With Swan diagrams, the RE scale represents 'Exchange rate' monetary policies (loose money at the top--low exchange rates, tight money at the base--high exchange rates). Low exchange rates at the top mean policies that do the following: increasing exports, devaluation, and reducing imports. High exchange rates at the bottom of the RE scale mean enacting policies that do the following: increasing imports, decreasing exports and a stronger currency.

Expenditures (domestic absorption) represents budgetary policies (tight budgets at the left base, loose budgets at the right).

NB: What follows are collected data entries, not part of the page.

PR #154, opened 2019-06-28
fix: import --no-update flag

### LINKED ISSUE #38: import --no-update option doesn't work
```
contentful space import --no-update --content-file output.json
Usage: contentful space import --content-file <file>

Options:
  --environment-id           ID the environment in the destination space
                                                    [string] [default: "master"]
  --content-file             JSON file that contains data to be import to your
                             space                           [string] [required]
  --content-model-only       Import only content types[boolean] [default: false]
  --skip-content-model       Skip importing content types and locales
                                                      [boolean] [default: false]
  --no-update                Skips updating entries if they already exist
                                                      [boolean] [default: false]
  --management-host          Management API host
                                        [string] [default: "api.contentful.com"]
  --proxy                    Proxy configuration in HTTP auth format:
                             [http|https]://host:port or
                             [http|https]://user:password@host:port     [string]
  --config                   An optional configuration JSON file containing all
                             the options for a single run

Copyright 2018 Contentful, this is a BETA release

Unknown argument: update
```

Version 0.14.1 on Mac

jroehl:
## Summary

Fixes #38 
Update handling of `--(no-)update` flag according to yargs specification.

## Description

Changed the flag `--no-update` to `--update` defaulting to true. In that way it is possible to specify `--no-update` or `--update false` to disable update of an entry if it exists.

## Motivation and Context

This fixes #38 

## Todos

- [x] Implemented feature
- [x] Fix tests


phoebeschmidt:
not sure it actually totally fixes #38 since this flag isnt actually implemented in https://github.com/contentful/contentful-import 😬. it does fix conventions. maybe we should open an issue on contentful-import if we are going to close #38?

jroehl:
That's true - it's not implemented. But `noUpdate` is, as far as I can tell. That's why I inverted the flag (https://github.com/contentful/contentful-cli/pull/154/files#diff-e0e0c0988ae5dd0c4eb60a59b371e42eR30).

But it would actually be nicer if we wouldn't need to do that. 👍

jroehl:
Apparently it is not yet implemented in `contentful-import`, yet 👉 https://github.com/contentful/contentful-import/issues/118. Thanks @phoebeschmidt pointing that out.

PR #172, opened 2019-08-22
feat: Add Environment aliases management

Khaledgarbaya:
## Description
Add Environment aliases management 

## Todos
- [x] Update the management SDK
- [x] Add Tests

Screenshot 2019-08-28 at 14 38 56

### DIFF
--- a/lib/cmds/space_cmds/alias_cmds/list.js
+++ b/lib/cmds/space_cmds/alias_cmds/list.js
@@ -46,7 +46,7 @@ export async function environmentAliasList ({ context }) {
   const aliases = result.items.sort((a, b) => a.name.localeCompare(b.name))
 
   const table = new Table({
-    head: ['Alias id', 'Target']
+    head: ['Alias id', 'Target environment ID']
   })
   aliases.forEach((alias) => {
     table.push([
--- a/lib/cmds/space_cmds/alias_cmds/list.js
+++ b/lib/cmds/space_cmds/alias_cmds/list.js
@@ -31,7 +31,7 @@ export const builder = (yargs) => {
 
 export const aliases = ['ls']
 
-export async function aliasList ({ context }) {
+export async function environmentAliasList ({ context }) {
   const { managementToken, activeSpaceId } = context
 
   const client = await createManagementClient({
@@ -41,14 +41,13 @@ export async function aliasList ({ context }) {
 
   const space = await client.getSpace(activeSpaceId)
 
-  const result = await paginate({ client: space, method: 'getAliases' })
+  const result = await paginate({ client: space, method: 'getEnvironmentAliases' })
 
   const aliases = result.items.sort((a, b) => a.name.localeCompare(b.name))
 
   const table = new Table({
     head: ['Alias id', 'Aliased to']
   })
-
   aliases.forEach((alias) => {
     table.push([
       alias.sys.id,
@@ -59,4 +58,4 @@ export async function aliasList ({ context }) {
   log(table.toString())
 }
 
-export const handler = handle(aliasList)
+export const handler = handle(environmentAliasList)
--- a/lib/cmds/space_cmds/alias_cmds/list.js
+++ b/lib/cmds/space_cmds/alias_cmds/list.js
@@ -25,7 +25,7 @@ export const builder = (yargs) => {
     })
     .epilog([
       'Environment aliases is an [ALPHA] Feature',
-      'Copyright 2018 Contentful, this is a BETA release'
+      'Copyright 2019 Contentful, this is a BETA release'
     ].join('\n'))
 }
 
@@ -46,7 +46,7 @@ export async function environmentAliasList ({ context }) {
   const aliases = result.items.sort((a, b) => a.name.localeCompare(b.name))
 
   const table = new Table({
-    head: ['Alias id', 'Aliased to']
+    head: ['Alias id', 'Target']
   })
   aliases.forEach((alias) => {
     table.push([
--- a/lib/cmds/space_cmds/alias_cmds/list.js
+++ b/lib/cmds/space_cmds/alias_cmds/list.js
@@ -1,0 +1,62 @@
+
+import Table from 'cli-table3'
+
+import { handleAsyncError as handle } from '../../../utils/async'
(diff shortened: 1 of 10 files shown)


lib/utils/pagination.js
```diff
@@ -12,7 +12,7 @@ export default async function paginate ({client, method, skip = 0, limit = 100,
     },
     query
   )
-
+debugger
```
jroehl: this is prob. by mistake, right?

lib/cmds/space_cmds/alias_cmds/list.js
```diff
@@ -0,0 +1,61 @@
...
+      type: 'string'
+    })
+    .option('management-token', {
+      alias: 'mt',
+      describe: 'Contentful management API token',
+      type: 'string'
+    })
+    .epilog([
+      'Environment aliases is an [ALPHA] Feature',
+      'Copyright 2018 Contentful, this is a BETA release'
```
phoebeschmidt: copyright 2019? this is an alpha release?

lib/cmds/space_cmds/alias_cmds/list.js
```diff
@@ -0,0 +1,61 @@
...
+  })
+
+  const space = await client.getSpace(activeSpaceId)
+
+  const result = await paginate({ client: space, method: 'getEnvironmentAliases' })
+
+  const aliases = result.items.sort((a, b) => a.name.localeCompare(b.name))
+
+  const table = new Table({
+    head: ['Alias id', 'Aliased to']
```
phoebeschmidt: might need to change `Aliased to` to `Targets`, regarding our convo about terminology with marketing folks yesterday

lib/cmds/space_cmds/alias_cmds/list.js
```diff
@@ -0,0 +1,61 @@
...
+    })
+    .epilog([
+      'Environment aliases is an [ALPHA] Feature',
+      'Copyright 2018 Contentful, this is a BETA release'
+    ].join('\n'))
+}
+
+export const aliases = ['ls']
+
+export async function environmentAliasList ({ context }) {
```
phoebeschmidt: do we need to also destructure the spaceId here if it's passed in by the user? 

(my understanding is that `context` is anything saved in the config, but not any options passed in when the user uses the command?)

lib/cmds/space_cmds/alias_cmds/update.js
```diff
@@ -0,0 +1,58 @@
...
+    })
+    .epilog([
+      'See more at:',
+      'Environment ALiases is an [ALPHA] feature',
+      'https://github.com/contentful/contentful-cli/tree/master/docs/space/alias/update',
+      'Copyright 2018 Contentful, this is a BETA release'
+    ].join('\n'))
+}
+
+export async function environmentAliasUpdate ({ context, aliasId, environmentId }) {
```
phoebeschmidt: do we also need to destructure the spaceId here if it's passed in by the user? (same q as above)

test/unit/cmds/space_cmds/alias_cmds/update.test.js
```diff
@@ -0,0 +1,58 @@
...
+  managementToken: 'mockedToken'
+})
+
+afterEach(() => {
+  createManagementClient.mockClear()
+  getEnvironmentAliasStub.mockClear()
+  log.mockClear()
+})
+
+test.only('list environment aliases', async () => {
```
phoebeschmidt: remove the `.only` and update the name of the test pls :)

lib/utils/pagination.js
Khaledgarbaya: It's an easter egg 🕺

lib/cmds/space_cmds/alias_cmds/list.js
Khaledgarbaya: Maybe `Target` instead?

lib/cmds/space_cmds/alias_cmds/list.js
Khaledgarbaya: Thanks to middleware activeSpaceId will always haver the correct space ID whether it's passed or set in the config

lib/cmds/space_cmds/alias_cmds/update.js
Khaledgarbaya: the middleware will take care of that and make the space available through `context.activeSpaceId`

lib/cmds/space_cmds/alias_cmds/update.js
```diff
@@ -0,0 +1,58 @@
...
+
+export const builder = (yargs) => {
+  return yargs
+    .usage('Usage: contentful space alias update --alias-id master --environment-id staging')
+    .option('alias-id', {
+      alias: 'a',
+      describe: 'Id of the alias to create',
+      demandOption: true
+    })
+    .option('environment-id', {
```
phoebeschmidt: I wonder if we should call this something else. `target-environment-id`? just because we use --environment-id everywhere else to mean the environment we are acting on?

IDK i'm torn about this

lib/cmds/space_cmds/alias_cmds/update.js
phoebeschmidt: hm then the middleware also takes care of `environmentId` right?

lib/cmds/space_cmds/alias_cmds/update.js
Khaledgarbaya: That's a valid point

lib/cmds/space_cmds/alias_cmds/update.js
```diff
@@ -0,0 +1,58 @@
...
+import { handleAsyncError as handle } from '../../../utils/async'
+import { createManagementClient } from '../../../utils/contentful-clients'
+
+export const command = 'update'
+
+export const desc = 'Update an environment alias'
+
+export const builder = (yargs) => {
+  return yargs
+    .usage('Usage: contentful space alias update --alias-id master --environment-id staging')
```
phoebeschmidt: let's just change the `usage` to include `--target-environment-id` :)

PR #178, opened 2019-09-27
chore(cleanup): Add prettier and remove babel

jroehl:
## Summary

Remove transpilation and introduce prettier.

## Description

- removed babel and transpilation setup
- changed custom eslint configuration to prettier

## Motivation and Context

To simplify keeping dependencies up to date and remove unnecessary complexity from the build/lint/develop process, we can remove babel, a custom eslint config from the codebase. Instead we can rely on an opinionated linter (`prettier`) and use the built-in features of node >= 8, getting rid of the transpilation process.

## Todos

- [x] Implemented feature


.prettierrc
```diff
@@ -0,0 +1,3 @@
+{
+  "singleQuote": true
```
Khaledgarbaya: our codebase for the other SDKs and tools are not using `;` I don't have a strong opinion about it but maybe we should keep the same behaviour

jroehl: Yepp - that's true, it's just a prettier setting .. I don't mind changing it

jroehl: (I am just used to semicolons 🤓)

lib/utils/github.js
```diff
@@ -1,63 +1,62 @@
...
   return new Listr([
     {
       title: `Fetching release information of ${repo}`,
-      task: async (ctx) => {
-        try {
-          const response = await axios({
-            url: `https://api.github.com/repos/${repo}/releases/latest`
-          })
-          ctx.latestReleaseInfo = response.data
-        } catch (err) {
```
Khaledgarbaya: 🤦‍♂

lib/utils/github.js
```diff
@@ -1,63 +1,62 @@
...
-      task: async (ctx) => {
-        ctx.latestReleaseZipLocation = path.join(destination, 'latest-release.tar.gz')
-        try {
-          const response = await axios({
-            url: ctx.latestReleaseInfo.tarball_url,
-            responseType: 'stream'
-          })
-          ctx.latestReleaseTarballStream = response.data
-        } catch (err) {
-          throw err
```
Khaledgarbaya: 😅

jroehl: I love it 😬

lib/cli.js
```diff
@@ -1,15 +1,16 @@
-import yargs from 'yargs'
-import {log} from './utils/log'
-import {buildContext, getCommand, assertContext} from './utils/middlewares'
-import {version} from '../package.json'
+const yargs = require('yargs')
```
makinwab: Any reason we're not using the es6 import and export style?

Khaledgarbaya:
@makinwab 
> Have one question which I've written below and a suggestion to use chore instead of feat when squashing commits and merging the PR.

If we use chore we won't have a new release with the changes. However, one can argue that this is not a suer facing release and it can wait to another proper release

lib/cli.js
jroehl: By using commonjs we can get rid of the babel transpilation step.. It's currently the only reason we have to transpile the code, all the other features are included from Node >= 8 anyways.

makinwab:
> @makinwab
> 
> > Have one question which I've written below and a suggestion to use chore instead of feat when squashing commits and merging the PR.
> 
> If we use chore we won't have a new release with the changes. However, one can argue that this is not a suer facing release and it can wait to another proper release

Yeah, that's my point @Khaledgarbaya. Not to have a release based on changes that don't affect the users and it's really a chore.

lib/cli.js
makinwab: Got it. 😢

PR #1306, opened 2023-04-11
Flip guess strategy for atomic numbers

bradakta:
Invert the order of guessing so that the first two letters are tried first instead of second -- maybe there's a good reason why this wasn't done this way originally?

This lead to a bug in my code when a mol2 from AmberTools Antechamber was generated with the name/type CL1 and ParmEd kept reading it as carbon. This change fixes my case at least, but maybe it breaks something else I'm not thinking about?

### DIFF
--- a/parmed/periodic_table.py
+++ b/parmed/periodic_table.py
@@ -289,15 +289,14 @@ def element_by_name(name):
     if len(name) == 0:
         return Element[0]
     try:
-        atomic_number = AtomicNum[name[0].upper()]
-    except KeyError:
         sym = name[:2]
+        sym = '%s%s' % (sym[0].upper(), sym[1].lower())
+        atomic_number = AtomicNum[sym]
+    except (KeyError, IndexError):
         try:
-            sym = '%s%s' % (sym[0].upper(), sym[1].lower())
-            atomic_number = AtomicNum[sym]
-        except (KeyError, IndexError):
+            atomic_number = AtomicNum[name[0].upper()]
+        except KeyError:
             atomic_number = 0 # give up
-
     return Element[atomic_number]
 
 # Add some mass aliases here. We need to do it *after* _sorted_masses is created above, since


swails:
Most protein files (like PDBs) don't specify atomic numbers, and `CA` is a *very* common atom name used for carbon atoms.  In the majority of contexts, `CA` is actually carbon, whereas this change will recognize it as calcium instead.

We could get more sophisticated and start adding heuristics to determine element identity, but these are always imperfect.

Better would be to use an intermediate format that remembers the atomic numbers, or store them separately and assign them after ParmEd parses them (e.g., SDF, PDBx/mmCIF, or even Amber OFF libraries).

----

This is going to be really hard functionality to change.  It's one of those choices made long ago knowing there were potential drawbacks like this one, but we can't fix this particular issue without causing many others by changing the original choice.

bradakta:
I see how that's a huge issue. The difference between parsing a mol2 and a pdb is stark indeed. Is it possible to have both guessing schemes available as an option and then change defaults based on the file type? In the meantime, I think you're right - more active bookkeeping on the part of the user is the easiest solution.

drroe:
If a PDB is being written according to the format specification, it should be writing the element symbol (right-justified) in columns 77-78 - this is the unambiguous way to get atomic number from the PDB file. If that column is not present, you can revert to the guessing scheme.

swails:
> If a PDB is being written according to the format specification, it should be writing the element symbol (right-justified) in columns 77-78 - this is the unambiguous way to get atomic number from the PDB file. If that column is not present, you can revert to the guessing scheme.

This is how ParmEd already works, but the majority of PDB files I've worked with in the past do not actually have this information written to the file, so guessing was important to implement.  Since I was using it (and envisioned it being used for) primarily biomolecular simulation focused on large organic molecules, I decided to err on the side of assuming `C<something>` was a carbon rather than trying to be clever about it.

There are certainly improved heuristics that could be employed to make fewer mistakes, but none will ever be perfect and I just never prioritized spending time on it.

swails:
And for what it's worth, ParmEd _will_ write the element information that it has to the PDB file.  So that file format can always be used as a way to store element information.

bradakta:
That's a good point @drroe - there's probably more to it, but I'm seeing the main tension between PDB and MOL2 formats. The latter doesn't really have a standard for element info but programs for handling small molecules seem to use the convention <element symbol in caps><cumulative number of instances>.

To me at least, PDB without an element column feels like the special case rather than the best case of MOL2 above. Again though, it's a valid position to say that MOL2 is just under-specified and the user should keep track of that info for themselves.

PR #1310, opened 2023-05-31
Transfer chain IDs to OpenMM topology.

jpthompson17:
This PR sets the chain IDs in `Structure.topology` to match those in the `Structure` object.


swails:
Thanks! Automerge turned on, so this will go in after the builds pass.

When you look at what Bush is doing, letting the dollar drop like a stone...this is the only real policy mechanism he has left ! We're in the Deficit CA current accounts/Recession pyramid at the bottom of the Swan Diagram. The Federal Reserve cannot loosen monetary policy to get us to equilibrium (A) and the government's budget cannot get any looser than it already is in governmental spending deficits !

You can also play around with the Mundell IS-LM-BP Diagram and come to much the same conclusions. This is much like 1961 and also the Nixon years with unemployment stagnation and balance of payments deficits.

Any economics majors or professionals care to comment on the direction of Bush's policies and if they are "correct" or "incorrect" ? Right now they look handcuffed and can only let the dollar fall and tighten the budget (nice trick during wartime)....anything else will only make matters worse.